55
Gaston Theunynck
70
Toen ik, in het begin van achtenveertig, de bijna-vijftiger Gaston Theunynck leerde kennen (op zijn bikhof, te Esen-Diksmuide), stond hij als kunstenaar nog nergens. Zijn twaalfde kind (het elfde in leven) heb ik weten geboren worden; het is nu gehuwd - en voor de gezegende ouders (uiteindelijk gezegend!) zou de verdiende rust aangebroken zijn, indien de mens-en-schilder al rusten kon!

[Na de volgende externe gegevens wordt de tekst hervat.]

PR #324, opened 2015-12-17
BuildResponse: only accept JSON in constructor

mmilata:
Fixes a bug where two builds were started the first time we created a BuildConfig.

Another thing we could do is to have single argument constructor where the code would detect `HttpResponse`s and automagically call `.json()` on them. I slightly prefer doing it explicitly.

### DIFF
--- a/osbs/api.py
+++ b/osbs/api.py
@@ -90,19 +90,19 @@ class OSBS(object):
         serialized_response = response.json()
         build_list = []
         for build in serialized_response["items"]:
-            build_list.append(BuildResponse(None, build))
+            build_list.append(BuildResponse(build))
         return build_list
 
     @osbsapi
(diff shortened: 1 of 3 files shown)


osbs/api.py
```diff
@@ -243,9 +243,10 @@ def _create_build_config_and_build(self, build_request, namespace):
                         raise OsbsException(
                             self._panic_msg_for_more_running_builds(build_config_name, builds))
                     else:
-                        build = builds[0].request
```
mmilata: When `BuildConfig` gets autoinstantiated, `.request` is `None` resulting in explicitly starting another build.

twaugh:
Nice catch! Reviewing...

twaugh:
LGTM!

PR #332, opened 2016-01-07
Use watch API to wait for autoinstantiated builds

### LINKED ISSUE #216: BuildConfig instantiation polling not quite right
For BuildConfigs we expect to instantiate builds automatically we're currently waiting up to 60 seconds for *running* builds, but we have no guarantee the builds will get scheduled in that time. All we need to wait for is *a* build to show up.

Additionally, we shouldn't really need to poll for this, just `watch` (like `OpenShift.wait()` does).

(Aside: I've been trying tests with a trigger listed in the JSON, and trying to work out how to automate tests for this.)

mmilata:
Closes #216.

There's no timeout, we don't have it for any other watch methods either - should we?

### DIFF
--- a/osbs/api.py
+++ b/osbs/api.py
@@ -171,21 +171,6 @@ class OSBS(object):
                 running.append(br)
         return running
 
-    def _poll_for_builds_from_buildconfig(self, build_config_id, namespace=DEFAULT_NAMESPACE):
-        # try polling for 60 seconds and then fail if build doesn't appear
-        deadline = int(time.time()) + 60
-        while int(time.time()) < deadline:
-            logger.debug('polling for build from BuildConfig "%s"',
-                         build_config_id)
-            builds = self._get_running_builds_for_build_config(build_config_id, namespace)
-            if len(builds) > 0:
-                return builds
-            # wait for 5 seconds before trying again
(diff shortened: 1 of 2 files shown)


TomasTomecek:
Polling had 60 seconds, that sounds reasonable. Not sure about implementation, does pycurl support timeout? (or do we have to start new thread with timer?)

mmilata:
The last time I tested this the 60 seconds were sometimes not enough. PyCURL seems to [support timeouts](http://curl.haxx.se/libcurl/c/CURLOPT_TIMEOUT.html). Should I open a separate ticket for this?

TomasTomecek:
I would stuff it into this one. But to be honest, I'm not sure we need the timeout (the build should be scheduled no matter what, right?). @twaugh Tim, what do you think?

twaugh:
I don't think it requires a timeout really.

twaugh:
LGTM, and it works fine here.

twaugh:
Also FWIW it took 117s for a build to get scheduled here just now.

TomasTomecek:
> 117s for a build to get scheduled here just now.

oh my, `+1` for not doing timeout then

Onverschrokken (overwegen en handelen steeds bijeen) ging hij het leven in, álle leven. Het kwam op hem toe als een openbaring; hij verwerkte het tot een boodschap: zijn creatief-profetisch temperament bracht hem waar hij nu staat... Alles begon met een verbannen jeugd in Frankrijk, tijdens de eerste wereldoorlog en tot 1920; het werd daarna een gelukkig huwelijk, landbouw en een groeiend gezin, met het toenemend besef van zijn vaderplicht. Maar de tweede wereldoorlog zette de sluis open: de oorlogsburgemeester die zijn dorpsgenoten peilde en de verantwoordelijkheid droeg; - de miskende en vervolgde, die met een diepgaand godsvertrouwen de onvermijdelijke bitterheid te beheersen wist; - de zoekende en reeds-scheppende, die eerst zijn boodschap wilde uitschrijven en daarna pas (op raad van een wijze en trouwe vriend) tot het tekenen kwam; - de hunkerende naar vriendschap en saamhorigheid, onder wiens getrouwen, van het begin en van later, Adelson Vermeulen en Medard Verleye (beiden overleden) niet onvermeld mogen blijven... Toen leerde ik hem kennen. Ik ontmoette de boer, voor wie alle leven (dieren, planten, mensen) een verlokkend mysterie was, de godsdienstige zoeker, die Berdjajew las en die pijn gevoelde bij het statisch en besloten katholieke clericalisme, de tekenaar die ook aan boetseren dacht (die overigens zijn handen wist te gebruiken), met een opmerkelijke zin voor plastische symboliek en lijnencompositie, de ongedurige-geweldige, door het creëren overspoeld als een lage vlakte bij dijkbreuk!... Het wonder kon beginnen; neen! het was begonnen.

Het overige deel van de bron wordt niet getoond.